Insights into the Emergent Bacterial Pathogen Cronobacter spp., Generated by Multilocus Sequence Typing and Analysis

Abstract

Cronobacter spp. (previously known as Enterobacter sakazakii) is a bacterial pathogen affecting all age groups, with particularly severe clinical complications in neonates and infants. One recognized route of infection being the consumption of contaminated infant formula. As a recently recognized bacterial pathogen of considerable importance and regulatory control, appropriate detection, and identification schemes are required. The application of multilocus sequence typing (MLST) and analysis (MLSA) of the seven alleles atpD, fusA, glnS, gltB, gyrB, infB, and ppsA (concatenated length 3036 base pairs) has led to considerable advances in our understanding of the genus. This approach is supported by both the reliability of DNA sequencing over subjective phenotyping and the establishment of a MLST database which has open access and is also curated; http://www.pubMLST.org/cronobacter. MLST has been used to describe the diversity of the newly recognized genus, instrumental in the formal recognition of new Cronobacter species (C. universalis and C. condimenti) and revealed the high clonality of strains and the association of clonal complex 4 with neonatal meningitis cases. Clearly the MLST approach has considerable benefits over the use of non-DNA sequence based methods of analysis for newly emergent bacterial pathogens. The application of MLST and MLSA has dramatically enabled us to better understand this opportunistic bacterium which can cause irreparable damage to a newborn baby's brain, and has contributed to improved control measures to protect neonatal health.

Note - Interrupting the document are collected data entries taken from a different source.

PR #1304, opened 2025-07-04
Fix OpenAI notebook example

nchammas:
This PR fixes the OpenAI notebook example and adds it to CI so that it gets tested regularly.

`instruction()`, as far as I can tell, does not exist anymore.

I've also added `.venv/` to `.gitignore`, as that is also a common naming convention for virtual environments.

### DIFF
--- a/.gitignore
+++ b/.gitignore
@@ -13,6 +13,7 @@ node_modules
 .env
 .DS_Store
 venv/
+.venv/
 
 # Ignore native library built by setup
 guidance/*.so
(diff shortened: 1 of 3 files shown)


nchammas:
Could a maintainer please run the [notebook test workflow][1] on this branch so we can be sure I didn't break that workflow?

[1]: https://github.com/guidance-ai/guidance/blob/7195a70f04f380ca43fb9ceefa2d4e73283c79f4/.github/workflows/notebook_tests.yml

riedgar-ms:
Thank you for looking at this!

We would have to update the workflow file as well, to make sure that the right secret is available.... unfortunately, we can't check this until it merges.

@nking-1 , can you  comment on this? Was this a notebook you were in the process of rewriting?

riedgar-ms (approved):
Thanks. I'll deal with the build in a follow up if needed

Keywords: Cronobacter; MLSA; MLST; ST4; sequence typing.

Figure 1

Maximum likelihood tree based on the concatenated sequences (3036 bp) of the seven LST loci for the genus Cronobacter. The STs and the corresponding species are indicated at the tip of each branch. The tree is drawn to scale using MEGA5, with 1000 bootstrap replicates.

Figure 2

Maximum Likelihood tree of the Cronobacter MLST dataset indicating ranges of the hypothetical divergence dates of each species node measured in millions of years before the present. The tree has been drawn to scale using MEGA5. The bases of the triangles indicate the number of isolates used for the analysis, while the heights indicate the diversity of each branch. C. condimenti with the single isolate has been excluded from this analysis. Reproduced from Joseph et al. (2012b).

Figure 3

Neighbor-net of allele sequence alignment for (A) fusA and (B) gltB generated for the Cronobacter MLST dataset indicating diversity and recombination events. The figure has been drawn to scale using Splitstree4. The formation of parallelograms indicate possible recombination events.

Figure 4

Relationship between the clinically significant C. sakazakii ST4 clonal complex and ST8. The threshold for the output was set to triple locus variation. The black lines denote the SLVs; while the gray lines indicate the TLVs. ST4 is the founder clone of the clonal complex.

Figure 5

Population snapshot of the Cronobacter MLST database generated using the goeBURST algorithm, indicating the clonal complexes and the breakdown of the species of the strains. The threshold for the output was set to triple locus variation. The dominant STs are represented by the circles with larger diameters.

Figure 6

Population snapshot of the Cronobacter MLST database generated using goeBURST, indicating the clonal complexes and the diversity of the strains based on country of isolation. The threshold for the output was set to triple locus variation. The dominant STs are represented by the circles with larger diameters.

Figure 7

Population snapshot of the Cronobacter MLST database generated using the goeBURST algorithm, indicating the clonal complexes and the diversity of the sources of the strains. The threshold for the output was set to triple locus variation. The dominant STs are represented by the circles with larger diameters.